It is a dreadful diet, and personally I would recommend James Wellbeloved for puppies. However, when altering a dogs diet, you should do this gradually over time to avoid an upset tum


----------



## Pink-poppy (Mar 29, 2008)

Well thx all for your advice I think we are going to try Burns, we have driven past a local pet store and they sell it there, so off there tomorrow to purchase some!! I think my pup has a stomach of steel though as he has eaten many things and not had any problems!! He managed to get hold of a pot of salt and vinegar pringles, and ate the lot lol!! We thought we would be in for a bad night but nothing happened!! If the Bakers is so bad shouldn't we just get onto this better stuff straight away?


----------



## Guest (Apr 21, 2008)

If he's got a stomach of steel I would just switch him, I have never messed about mixing foods when changing from one to another with any of my animals and have never had a problem.


----------



## Pink-poppy (Mar 29, 2008)

Yeah I think that will be for the best!! I'm sure I will be posting more problems on here as he is a little devil!! We should have called him Taz as in Tazmanian Devil not Harley lol


----------



## lovespringerspaniels.com (May 6, 2009)

Hi There
Get your Springer on a Hypoallergenic diet, they are notoriously sensitive and this type of diet works wonders with their temperament.

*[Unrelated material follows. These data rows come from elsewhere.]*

PR #23515, opened 2026-04-23
core: Make asfunction: URL prefix case insensitive (close #23514)

### LINKED ISSUE #23514: Html HREF buttons tied to actionscript functions are treated as external URLs.
### Describe the bug

### Expected behavior

### Content Location

### Affected platform

Desktop app

### Operating system

Windows 11 24H2 26100.8246

### Browser

_No response_

### Additional information

R3velation:
The `open_url` function now temporarily converts to lowercase prior to matching for asfunction.  This makes the parse for asfunction in the URL prefix case insensitive.


R3velation:
This is lower-casing everything, not just the asfunction prefix.  I need to go back and figure out a different way to do this.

Here is a page dedicated to Springer Spaniel Diets
Springer Spaniel Diet

This site is also very good at helping you decipher a good doggy diet lingo
Dog Food Comparison, Ratings and Reviews - In-Depth Easy-to-Read Guide

Good Luck
A


----------



## james1 (Sep 21, 2008)

Ive go two springers myself so i can pretty well say take him off Butchers. They are active dogs so the last thing you need is sugars and fillers making them hyper and harder to train. Their diet is essential, I changed my pup from Beta to Burns mini bites and overnight biting and bursts of energy completely stopped. Hes now more attentive and much easier to train.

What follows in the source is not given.